Religion
- Affiliation: Hinduism
- District: Tanjavur
- Deity: Rajagopalaswamy, Sri Devi, Bhudevi, Senkamalavalli Thaayar
- Festivals: Vaikunta Ekadashi, Koodarai valli
- Features: Temple tank: Chatrakulam;

Location
- State: Tamil Nadu
- Country: India
- Interactive map of Sri RajaGopala Swamy Temple Santana Raja Gopala Swamy
- Coordinates: 10°19′1.57″N 79°21′20.55″E﻿ / ﻿10.3171028°N 79.3557083°E

Architecture
- Type: Dravidian architecture
- Inscriptions: 4

= Sri Rajagopala Swamy temple =

Sri Rajagopalaswamy Temple, also referred to as Santhana Rajagopalaswamy Temple, is a Hindu temple in Rajamadam Village in the Indian state of Tamil Nadu.

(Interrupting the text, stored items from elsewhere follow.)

PR #725, opened 2025-03-11
Add upgrade docs for v1.4.2

tserong:


tserong:
Note: need to double check that the rancher v2.10.1 UI extension instructions and pre-drained known issue are still current.

innobead:
> Note: need to double check that the rancher v2.10.1 UI extension instructions and pre-drained known issue are still current.

What's the issue number for the known issue?

tserong:
Just to add to the previous comment:
- I've kept "Update Harvester UI Extension on Rancher v2.10.1" in the v1.4.1->v1.4.2 notes because it says "This issue, which exists in Rancher v2.10.0 and v2.10.1, will be fixed in v2.10.2."
- I've kept "Upgrade is stuck in the "Pre-drained" state" because that was a known issue in v1.4.0->v1.4.1, and https://github.com/harvester/harvester/issues/7325 which should fix it on the Harvester side is scheduled for v1.6.0. Based on that, the issue should still be mentioned for v1.4.2.

bk201 (approved):

jillian-maroket (approved):
Thanks!

PR #726, opened 2025-03-11
fix: Fixed typo in harvester configuration example

ihcsim:
This PR fixed a typo found in the Harvester configuration example where the cluster DNS field should be `cluster_dns`, not `cluster_dns_ip`. This is a 1.5 feature.

Relevant issue: https://github.com/harvester/harvester/issues/7797


jillian-maroket (approved):
Thanks!

PR #727, opened 2025-03-14
Mention LHv2 doesn't support Storage Network

tserong:
Related issue: https://github.com/harvester/harvester/issues/7830

### DIFF
--- a/docs/advanced/longhorn-v2.md
+++ b/docs/advanced/longhorn-v2.md
@@ -34,6 +34,7 @@ The Longhorn V2 Data Engine currently does not support the following operations:
 
 - Backing image creation and usage
 - Live migration
+- Storage network
 - Volume cloning
 - Volume encryption
 - Volume expansion
--- a/docs/advanced/storagenetwork.md
+++ b/docs/advanced/storagenetwork.md
@@ -14,7 +14,8 @@ For more information, please see [Longhorn Storage Network](https://longhorn.io/
 
 :::note
 
-Configuring Longhorn settings directly is not recommended, as this can lead to untested situations.
+- Avoid configuring Longhorn settings directly, as this can result in unexpected or unwanted system behavior.
+- You can only use the Longhorn Storage Network with the default Longhorn V1 Data Engine. Usage with the V2 Data Engine is not yet supported.
 
 :::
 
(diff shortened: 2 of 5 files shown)


docs/advanced/longhorn-v2.md
```diff
@@ -34,6 +34,7 @@ The Longhorn V2 Data Engine currently does not support the following operations:
 
 - Backing image creation and usage
```
innobead, line 35: We can remove this, since we adopt PVC for image in 3rd party storage for v2.

innobead (commented):
LGTM. Just one feedback.

docs/advanced/longhorn-v2.md
tserong: Good catch, although it might be worth doing that in a separate PR, because I think there's other things further down that will also need changing for v1.5 using 3rd party store (e.g. the current limitation on boot disks being V1 only)

docs/advanced/storagenetwork.md
```diff
@@ -10,11 +10,12 @@ title: "Storage Network"
...
 Harvester uses Longhorn as its built-in storage system to provide block device volumes for VMs and Pods. If the user wishes to isolate Longhorn replication traffic from the Kubernetes cluster network (i.e. the management network) or other cluster-wide workloads. Users can allocate a dedicated storage network for Longhorn replication traffic to get better network bandwidth and performance.
 
-For more information, please see [Longhorn Storage Network](https://longhorn.io/docs/1.4.3/advanced-resources/deploy/storage-network/)
+For more information, please see [Longhorn Storage Network](https://longhorn.io/docs/1.8.1/advanced-resources/deploy/storage-network/)
 
 :::note
 
-Configuring Longhorn settings directly is not recommended, as this can lead to untested situations.
+- Configuring Longhorn settings directly is not recommended, as this can lead to untested situations.
+- The Longhorn Storage network is only supported when using the default Longhorn V1 Data Engine. It is not yet supported when using the V2 Data Engine.
```
jillian-maroket, line 18:
```suggestion
- Avoid configuring Longhorn settings directly, as this can result in unexpected or unwanted system behavior.
- You can only use the Longhorn Storage Network with the default Longhorn V1 Data Engine. Usage with the V2 Data Engine is not yet supported.
```

jillian-maroket (commented):
I suggested a few minor changes.

tserong:
Thanks @jillian-maroket !

Vicente-Cheng (approved):
thanks!

jillian-maroket (approved):

PR #747, opened 2025-04-08
Add note about imported VMs and third-party storage

votdev:
- Fix typos.
- Rephrase several sentences. E.g. remove the Harvester version because it is already mentioned in the note above the paragraph.
- Add note about the usage of `StorageClass`.
- Replace `VMWare` by `VMware`.

Related to: https://github.com/harvester/harvester/issues/7843


starbops (approved):
LGTM, thank you.

PR #5049, opened 2022-12-13
fix: support arbitrary range proof batching

### LINKED ISSUE #5048: [base node] Fix `pub fn batch_verify_range_proofs(..)` to not use powers of two, but batch all proofs

AaronFeickert:
Description
---
Removes an unnecessary power-of-two batch decomposition for range proof batch verification.

Closes [issue #5048](https://github.com/tari-project/tari/issues/5048).

Motivation and Context
---
Range proofs can be verified in batches for significant performance improvements. However, they are currently verified only in batches with power-of-two sizes. This may be due to a misunderstanding between aggregation (which requires such a restriction) and batching (which does not).

This work removes the restriction and provides the range proof verifier with all proofs in a batch.

Because of performance limitations, it may be useful to impose a size restriction in the verifier, where a very large batch is split into smaller batches.

How Has This Been Tested?
---
Existing tests pass.

### DIFF
--- a/base_layer/core/src/transactions/transaction_components/transaction_output.rs
+++ b/base_layer/core/src/transactions/transaction_components/transaction_output.rs
@@ -503,6 +503,11 @@ pub fn batch_verify_range_proofs(
     prover: &RangeProofService,
     outputs: &[&TransactionOutput],
 ) -> Result<(), RangeProofError> {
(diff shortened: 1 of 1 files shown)


CjS77 (approved):
LGTM

PR #5057, opened 2022-12-15
chore: fix clippy toolchain upgrade

brianp:
Description
---
Clean up clippy warnings and errors

Motivation and Context
---
You don't make many friends when you bring errors to the repo

How Has This Been Tested?
---
CI

### DIFF
--- a/.github/workflows/ci.yml
+++ b/.github/workflows/ci.yml
@@ -54,7 +54,7 @@ jobs:
           command: lints
           args: clippy --all-targets --all-features
   build:
-    name: check nightly
+    name: cargo check
     runs-on: [ self-hosted, ubuntu18.04-high-cpu ]
     steps:
       - name: checkout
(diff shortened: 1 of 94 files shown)


delta1:
This is probably why you want "check nightly" CI to be the same as `rust-toolchain.toml`, you're going to get breaking fmt and clippy changes all the time

brianp:
@delta1 but if check-nightly is the same as rust-toolchain then you're not actually checking "nightly". Nightly failing is okay. It's like a warning, that something may break in the future. If it checks the same as rust-toolchain then there is literally no point to the job. It is checked on clippy, and test ci jobs.

Clippy failing here is valid.  The toolchain has changed, many warnings need to be addressed. Hence this PR :D

delta1:
Sure. I’m saying that previously it meant “run cargo check with the specified nightly toolchain in rust-toolchain” not “run cargo check with today’s nightly” 🤷‍♂️

brianp:
@delta1 Aye mate I'm picking up what yer puttin down now.

What needs to happen then is to revert that job back to the pinned version, and then change the name to "run cargo check" to remove any ambiguity about running it on nightly :D

PR #5058, opened 2022-12-15
feat: add cucumber utils for mining blocks and arrive at height

jorgeantonio21:
Description
---
To set up cucumber tests successfully, we need to be able to execute the following steps:

```
mining node {word} mines {int} blocks
all nodes are at height {int}
```

This PR implements the underlying logic in Rust.

Motivation and Context
---

How Has This Been Tested?
---


brianp (approved):
LGTM
Ack

Once we fix the base node bug we should start uncommenting implemented steps in from features. Those features will go green with the 1 or 2 steps they implement and slowly all features will come back to life.

PR #5059, opened 2022-12-15
fix: add further cucumber utils

jorgeantonio21:
Description
---
To set up cucumber tests successfully, we need to be able to execute the following steps:

```
node {word} is at height {int}
I have mining node {word} connected to base node {word} and wallet {word}
I wait for wallet {word} to have at least {int} uT
```

This PR implements the underlying logic in Rust.

Motivation and Context
---

How Has This Been Tested?
---


brianp (approved):
UtAck

PR #5061, opened 2022-12-16
fix: fixing broken base node in the feature-cucumber-rs branch

agubarev:
Description
---

Motivation and Context
---

How Has This Been Tested?
---


brianp (approved):
ACK

Tested and fixes the base node startup bug. Cheers @agubarev !

PR #5064, opened 2022-12-16
fix: update message and signature key types

AaronFeickert:
Description
---
Updates communications message and signature keys to use the new `Hidden` and `SafeArray` designs. Minor refactoring for clarity of design intent.

Motivation and Context
---
Communications messages are encrypted using the `ChaCha20` unauthenticated stream cipher, and signatures are encrypted using the `ChaCha20-Poly1305` authenticated stream cipher. However, the keys used for these purposes are defined using zeroize-on-drop `GenericArray` types; further, the hash derivation of the keys results in copies left in memory.

This work updates the key types to use the new `Hidden` and `SafeArray` designs. They are renamed to reflect their specific purposes, instantiated in place to reduce in-memory copies, and associated functions are also renamed to make their intent more clear.

How Has This Been Tested?
---
Existing tests pass.

### DIFF
--- a/comms/dht/src/crypt.rs
+++ b/comms/dht/src/crypt.rs
@@ -25,11 +25,10 @@ use std::{iter, mem::size_of};
 use chacha20::{
     cipher::{NewCipher, StreamCipher},
     ChaCha20,
-    Key,
     Nonce,
 };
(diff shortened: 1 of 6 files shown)


SWvheerden (approved):
utACK

stringhandler (approved):

PR #5065, opened 2022-12-20
feat: add shutdown clone

Cifko:
Description
---
Added shutdown clone. So now we can trigger it from multiple places.
This change will trigger only proper shutdown.

How Has This Been Tested?
---
Manually, running two tests.


brianp (approved):
Looks great. Awesome work @Cifko !

PR #5067, opened 2022-12-20
feat: fix miner

Cifko:
Description
---
Add working miner.

How Has This Been Tested?
---
Running a mine step a seeing the wallet DB with an output.


integration_tests/tests/utils/miner.rs
```diff
@@ -70,225 +41,42 @@ pub fn register_miner_process(world: &mut TariWorld, miner_name: String, base_no
         wallet_name,
         mine_until_height: 100_000,
     };
-    world.miners.insert(miner_name, miner);
-}
-
-pub async fn mine_blocks(world: &mut TariWorld, miner_name: String, num_blocks: u64) {
```
jorgeantonio21, line 76: I think that for the time being we will need this code

Cifko: I put everything back in. And I'm using the new approach for the general mining.

brianp (dismissed):
LGTM
UtAck

PR #5077, opened 2022-12-30
feat: add remaining steps for wallet transfer

jorgeantonio21:
Description
---
Add remaining steps in the `WalletTransfer.feature` file.

Motivation and Context
---

How Has This Been Tested?
---


integration_tests/tests/cucumber.rs
```diff
@@ -400,24 +416,44 @@ async fn prune_node_connected_to_base_node(
...
+        .address
+        .to_hex();
+    let tx_ids = world.wallet_tx_ids.get(&wallet_address).unwrap();
 
     let num_retries = 100;
 
     for tx_id in tx_ids {
         println!("waiting for tx with tx_id = {} to be mined_confirmed", tx_id);
-        'inner: for _ in 0..num_retries {
+        for retry in 0..=num_retries {
```
SWvheerden, line 438: nit: Technically this counts higher than the num of retries by 1

integration_tests/tests/cucumber.rs
```diff
@@ -641,14 +681,17 @@ async fn send_amount_from_source_wallet_to_dest_wallet_without_broadcast(
     let tx_id = tx_res.transaction_id;
 
     // insert tx_id's to the corresponding world mapping
-    let mut source_tx_ids = world.wallet_tx_ids.get(&source_wallet_pubkey).unwrap().clone();
-    let mut dest_tx_ids = world.wallet_tx_ids.get(&dest_wallet_pubkey).unwrap().clone();
+    // insert tx_id's to the corresponding world mapping
```
SWvheerden: double comment?

integration_tests/tests/cucumber.rs
```diff
@@ -754,14 +796,17 @@ async fn send_one_sided_transaction_from_source_wallet_to_dest_wallt(
     }
 
     // insert tx_id's to the corresponding world mapping
-    let mut source_tx_ids = world.wallet_tx_ids.get(&source_wallet_pubkey).unwrap().clone();
-    let mut dest_tx_ids = world.wallet_tx_ids.get(&dest_wallet_pubkey).unwrap().clone();
+    // insert tx_id's to the corresponding world mapping
```
SWvheerden: double comment

integration_tests/tests/cucumber.rs
```diff
@@ -68,6 +70,8 @@ use crate::utils::{
 
 pub const LOG_TARGET: &str = "cucumber";
 pub const LOG_TARGET_STDOUT: &str = "stdout";
+const BLOCK_REWARD: u64 = 5_000_000;
```
SWvheerden: this does not seem correct?
How did you calculate this?
This is supposed to be a decaying nonconstant number + varying fee

integration_tests/tests/cucumber.rs
```diff
@@ -1509,7 +1642,518 @@ async fn transfer_tari_from_wallet_to_receiver(world: &mut TariWorld, amount: u6
...
+    base_node: String,
+) {
+    let peer_seeds = world.base_nodes.get(&base_node).unwrap().seed_nodes.clone();
+    println!(
+        "Start a new wallet {} connected to base node {}",
+        wallet.as_str(),
+        base_node.as_str()
+    );
+    spawn_wallet(world, wallet.clone(), Some(base_node.clone()), peer_seeds, None).await;
+    let num_blocks = amount * 1_000_000 / BLOCK_REWARD;
```
SWvheerden: you can get the actual block reward from the consensus constants code directly?

integration_tests/tests/utils/mod.rs
```diff
@@ -32,6 +32,8 @@ pub mod wallet;
 pub mod wallet_client;
 pub mod wallet_process;
 
+use tokio::time::Instant;
```
SWvheerden: why this change?
Did it not compile before

integration_tests/tests/cucumber.rs
jorgeantonio21: The idea is to have a failure check `retry`, but can make it consistent with the other methods, as well.

integration_tests/tests/cucumber.rs
jorgeantonio21: Removed

integration_tests/tests/cucumber.rs
jorgeantonio21: I did get it from the JS version. Take a look at `integration_tests/helpers/constants.js`

integration_tests/tests/cucumber.rs
jorgeantonio21: Removed double comments

integration_tests/tests/utils/mod.rs
jorgeantonio21: Artifacts from a previous version

integration_tests/tests/cucumber.rs
SWvheerden: There is a very good chance this might only work under very strict circumstances. The JS code was old, and not always maintained. Perhaps see if you can calculate it some other way, perhaps using the constants directly. Using RUST we now have access to that code. 

Although this is still a strange way of calculating the number of blocks mined.

jorgeantonio21: Refactored code to use ConsensusConstants directly and compute block reward from height

SWvheerden:
LGTM

brianp (changes requested):
Only request would be to remove the changes from `integration_tests/features/WalletTransfer.feature`

They don't hurt anything really, but they're also unnecessary changes.

Issue #5042, opened 2022-12-12
Consolidate Validators


stringhandler:
# Problem
Currently, there is duplicate validation logic in multiple places. This makes it hard to reason about whether it is correct according to the RFC, but it also means that as new rules are added or fixed, it could be done in one place, but not the other.

# Proposed solution
Instead, let's change the structure so that a validation rule is found in at most one validator struct, and only those structs are used. 

In all cases, the validation rules should be implemented according to 

These traits should be created:

## Headers
```rust 
pub struct [Internally]ValidHeader(pub Arc<BlockHeader>);

pub trait InternalConsistencyHeaderValidator {
   /// Validates a header in isolation, i.e. without looking at previous headers
   fn validate(&self, header: &BlockHeader) -> Result<ValidHeader, ValidationError>;
}

pub trait ChainLinkedHeaderValidator {
  /// Takes a valid header and validates it in context of previous headers in the chain
  fn validate(&self, header: &ValidHeader, [... state from the db needed for validation...]) -> Result<ChainHeader, ValidationError>;
}
```

There are a few places in the code that a header is validated:
1. During initial sync. In this case it should be validated with the `InternalConsistencyHeaderValidator` impl and then the `ChainLinkedHeaderValidator`.
2. When adding a block. Both should be run
3. When receiving a header via ChainMetadata. The `InternalConsistencyValidator` should be run before saving.

Similarly, the block body should be separated:

```rust
pub trait InternalConsistencyOutputValidator {
  pub fn validate(&self, output: &TransactionOutput) -> Result<(), ValidationError>;
} 

pub trait InternalConsistencyKernelValidator {
  pub fn validate(&self, kernel: &TransactionKernel) -> Result<(), ValidationError>;
}

/// Replaces OrphanValidation and MempoolTransactionValidator
pub trait InternalConsistencyAggregateBodyValidator {
   fn validate(&self, body: AggregateBody, offset: BlindingFactor, script_offset: BlindingFactor) -> Result<(), ValidationError>;
}

pub trait ChainLinkedAggregateBodyValidator {
  fn validate(&self, body: AggregateBody, header: ChainHeader, [.... state or db needed to validate....]) -> Result<(), ValidationError>;
}

```

# Acceptance criteria
Once done, the above validators should be the only validations done. I would also aim to move the `validate_internal_consistency` method from the inputs, outputs and kernels so that all the logic is in the structs implementing these traits. 

# Other requirements
[...]

PR #5079, opened 2023-01-03
refactor(validations): unify validators and remove duplicated logic

mrnaveira:
Description
---
The main idea behind this refactor was to create reusable and composable validation components, so that a particular validation function is found in one and only one of the new components. I tried to preserve the existing logic as much as possible. Also, all the validations are now encapsulated inside the `base_layer/core/src/validation` crate.

The core validation components, reused by every other validators are:
* **Aggregated bodies** (`validation/aggregate_body` crate): used directly as well as part of transactions and block validations.
* **Block headers** (`validation/header` crate): only the `HeaderFullValidator` was created, as the existing logic didn't required splitted validators for internal consistency and chain link verification.

Additionally, as a convenience layer on top of aggregated bodies, we have both **transactions** (`validation/transaction` crate) and **block bodies** (`validation/block_body` crate) validators. Some of them add some extra validations on top of the aggregate body ones. Maybe in the future some of these could be pushed down into the aggregate body validations to make them more generic.

To facilitate code reviewing, this is the list with the correspondence between old validators and new ones:
* The `AggregateBody.validate_internal_consistency` method was removed from the struct into a new, separated, reusable `AggregateBodyInternalConsistencyValidator` component. This required to add the `base_node` feature to the `tari_core` dependency of the `wallet_ffi`, so if for whatever reason this is not acceptable (binary size?) we will need to move back the validation to the `AggregateBody` struct.
* `HeaderValidator` -> `HeaderFullValidator`
* `MempoolValidator` was a trait with 3 different implementations, all could be merged into a single one and implemented with `TransactionFullValidator`
* `BodyOnlyValidator` -> `BlockBodyFullValidator`
* `OrphanBlockValidator` -> `BlockBodyInternalConsistencyValidator`
* `BlockHeaderSyncValidator` (`base_layer/core/src/base_node/sync/header_sync/validator.rs`) still exists for API convenience, but delegates the actual validation rules into the new `HeaderFullValidator` (used by the mempool as well), so we avoid duplicities
* `async_validator.rs` is removed, we are now reusing a `BlockBodyFullValidator` wrapped in a `tokio::task`

Motivation and Context
---
Currently there is duplicate validation logic in multiple places. This makes it hard to reason about whether it is correct according to the RFC, but it also means that as new rules are added or fixed, it could be done in one place, but not the other.

Solves https://github.com/tari-project/tari/issues/5042

How Has This Been Tested?
---
Existing unit tests pass, with the exception of: 
* `block_event_and_reorg_event_handling`
* `test_retrieve`
* `test_base_node_wallet_rpc`

I ignored them as it seems that they will need to be rewritten taking into account that the mempool now performs a lot more validations on incoming transactions.


base_layer/core/src/validation/aggregated_body.rs
```diff
@@ -0,0 +1,217 @@
...
+    ///
+    /// This function does NOT check that inputs come from the UTXO set
+    /// The reward is the total amount of Tari rewarded for this block (block reward + total fees), this should be 0
+    /// for a transaction
+    pub fn validate_internal_consistency(
+        &self,
+        body: &AggregateBody,
+        tx_offset: &BlindingFactor,
+        script_offset: &BlindingFactor,
+        bypass_range_proof_verification: bool,
```
SWvheerden: NIT: Because its no a trait I would rather make this a property of the `InternalConsistencyAggregateBodyValidator` rather than the function `validate_internal_consistency`

base_layer/core/src/validation/new/aggregate_body/chain_aggregate_body_validator.rs
```diff
@@ -0,0 +1,327 @@
...
+    pub fn new(db: BlockchainDatabase<B>) -> Self {
+        Self {
+            db,
+            factories: CryptoFactories::default(),
+        }
+    }
+
+    pub async fn validate(
+        &self,
+        tx: &Transaction,
```
SWvheerden:
```suggestion
        body: &AggregateBody,
```
make it body
These tests will need to be done by the mempool and block validation. 
Block validation does not have the tx anymore.

SWvheerden: We need all the helper functions to be the same code/function

base_layer/core/src/validation/new/aggregate_body/internal_aggregate_body_validator.rs
```diff
@@ -0,0 +1,394 @@
...
+    /// The reward is the total amount of Tari rewarded for this block (block reward + total fees), this should be 0
+    /// for a transaction
+    #[allow(dead_code)]
+    pub fn validate(
+        &self,
+        body: &AggregateBody,
+        tx_offset: &BlindingFactor,
+        total_reward: MicroTari,
+    ) -> Result<(), ValidationError> {
+        // TODO: include bypass_range_proof_verification parameter?
```
SWvheerden: I say yes, but make it property of `InternalConsistencyAggregateBodyValidator`

base_layer/core/src/validation/new/aggregate_body/internal_aggregate_body_validator.rs
```diff
@@ -0,0 +1,394 @@
...
+
+        validate_is_not_coinbase(body)?;
```
SWvheerden: why do we want to check this?
Coinbases also have a transaction with just an output and kernel. 

We might want to check that it contains only 1 coinbase thou

SWvheerden (commented):
this looks good so far

base_layer/core/src/validation/transaction/transaction_chain_validator.rs
```diff
@@ -0,0 +1,80 @@
...
+        };
+        verify_timelocks(tx, tip_height)?;
+
+        Ok(())
+    }
+}
+
+// This function checks that all the timelocks in the provided transaction pass. It checks kernel lock heights and
+// input maturities
+fn verify_timelocks(tx: &Transaction, current_height: u64) -> Result<(), ValidationError> {
```
SWvheerden: This should be checked for blocks as well, 
This function should check on the body

SWvheerden (commented):
Looks good so far

base_layer/core/src/validation/aggregate_body/aggregate_body_internal_validator.rs
```diff
@@ -0,0 +1,522 @@
...
+fn verify_metadata_signatures(body: &AggregateBody) -> Result<(), ValidationError> {
+    trace!(target: LOG_TARGET, "Checking sender signatures");
+    for o in body.outputs() {
+        o.verify_metadata_signature()?;
+    }
+    Ok(())
+}
+
+/// this will validate the script offset of the aggregate body.
+fn validate_script_offset(
```
SWvheerden:
```suggestion
/// this will validate the script and script offset of the aggregate body.
fn validate_script_and_script_offset(
```
nit, this does both script validation and script offset validation. 
Script validation can be done without script offset validation, but script offset cannot be done without running the script. So validating the offset, means the script must also be checked, but this is detailed knowledge of TariScript, that should not be required for reading the code.

SWvheerden (commented):
Looks good

base_layer/core/src/base_node/state_machine_service/initializer.rs
```diff
@@ -110,11 +110,10 @@ where B: BlockchainBackend + 'static
             let peer_manager = handles.expect_handle::<Arc<PeerManager>>();
 
             let sync_validators = SyncValidators::full_consensus(
-                db.clone(),
                 rules.clone(),
                 factories,
                 bypass_range_proof_verification,
-                config.blockchain_sync_config.validation_concurrency,
+                // config.blockchain_sync_config.validation_concurrency,
```
SWvheerden: remove?

SWvheerden (dismissed):
utACK

SWvheerden:
It seems this fails general sync to tip
```
2023-01-18 09:40:00.111181000 [c::mp::mempool_storage] [1ce2b9246f627755636fd140a35404c0c1192bd3b1aaa46f9fff2165af33e95a,487d2486fac5a4c0045b9f32d5] DEBUG Compaction took 41.00ns // base_layer/core/src/mempool/mempool_storage.rs:184
2023-01-18 09:40:00.111184000 [c::mp::mempool_storage] [1ce2b9246f627755636fd140a35404c0c1192bd3b1aaa46f9fff2165af33e95a,487d2486fac5a4c0045b9f32d5] DEBUG Mempool stats: Unconfirmed: 0, In Reorg Pool: 0, Total Weight: 0g // base_layer/core/src/mempool/mempool_storage.rs:185
2023-01-18 09:40:00.111275000 [c::bn::block_sync] [1ce2b9246f627755636fd140a35404c0c1192bd3b1aaa46f9fff2165af33e95a,487d2486fac5a4c0045b9f32d5] DEBUG Validating block body #103 (PoW = Monero, 2 input(s), 3 output(s), 2 kernel(s), latency: 4.58µs) // base_layer/core/src/base_node/sync/block_sync/synchronizer.rs:288
2023-01-18 09:40:00.111308000 [c::val::aggregate_body_internal_consistency_validator] [1ce2b9246f627755636fd140a35404c0c1192bd3b1aaa46f9fff2165af33e95a,487d2486fac5a4c0045b9f32d5] TRACE Checking kernel signatures // base_layer/core/src/validation/aggregate_body/aggregate_body_internal_validator.rs:150
2023-01-18 09:40:00.111420000 [c::val::aggregate_body_internal_consistency_validator] [1ce2b9246f627755636fd140a35404c0c1192bd3b1aaa46f9fff2165af33e95a,487d2486fac5a4c0045b9f32d5] TRACE Checking kernel total // base_layer/core/src/validation/aggregate_body/aggregate_body_internal_validator.rs:169
2023-01-18 09:40:00.111426000 [c::val::block_body_internal_consistency_validator] [1ce2b9246f627755636fd140a35404c0c1192bd3b1aaa46f9fff2165af33e95a,487d2486fac5a4c0045b9f32d5] WARN  Validation failed on block:d430baddbcacfacef842c85ecd28b86ca0283aebf752feda6e70154357e18a1b:TransactionError(MissingTransactionInputData) // base_layer/core/src/validation/block_body/block_body_internal_validator.rs:126
2023-01-18 09:40:00.111449000 [c::bn::async_db] [1ce2b9246f627755636fd140a35404c0c1192bd3b1aaa46f9fff2165af33e95a,487d2486fac5a4c0045b9f32d5] TRACE [write] Entered blocking thread. trace_id: 2302244471 // base_layer/core/src/chain_storage/async_db.rs:73
```

base_layer/core/src/base_node/state_machine_service/initializer.rs
mrnaveira: yes, that's a parameter of the former `async_validator`, not used anymore so I just deleted the comment to avoid confusion.

base_layer/core/tests/base_node_rpc.rs
```diff
@@ -123,6 +123,8 @@ async fn setup() -> (
     )
 }
 
+// FIXME: this test fails due to a unexpected validation failure of input maturity
+#[ignore]
 #[tokio::test]
 #[allow(clippy::identity_op)]
 async fn test_base_node_wallet_rpc() {
```
SWvheerden, line 130: So this fails with: 
```
---- test_base_node_wallet_rpc stdout ----
Validation failed due to error: The transaction is invalid: Input maturity not reached
thread 'test_base_node_wallet_rpc' panicked at 'assertion failed: `(left == right)`
  left: `ValidationFailed`,
 right: `DoubleSpend`', 
```
Any reason why the reason changed? 
Input maturity not reached and double spend is two completely different failures.

SWvheerden: Just make sure the constants are created with the correct coinbase lock height, in this case, should be 1. Then the test should pass.

SWvheerden:
Managed to sync to tip with the new changes

stringhandler (approved):
Tested and synced to tip

PR #5084, opened 2023-01-05
fix: add const to FixedHash::zero

sdbondi:
Description
---
Make `FixedHash::zero` a const fn

Motivation and Context
---
A function returning a constant value should be set as const to allow for minor compiled code optimisations. A zero hash is used more often in the DAN layer to indicate a genesis node.

How Has This Been Tested?
---
Minor change, clippy passes


SWvheerden (approved):
LGTM

stringhandler (approved):

PR #5086, opened 2023-01-06
fix: header sync start info

SWvheerden:
Description
---
When starting header sync if the remote tip is less than the local tip but has a higher pow, the description is wrong when it starts.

The deity came in dreams of King Serfoji II (Sarabhoji II Bhonsle) and blessed him with a male child. The king had been praying for an heir. To thank him the king built a temple along with a Madam and constructed Rajamadam village. This deity looks like Rajagopalaswamy of Mannargudi.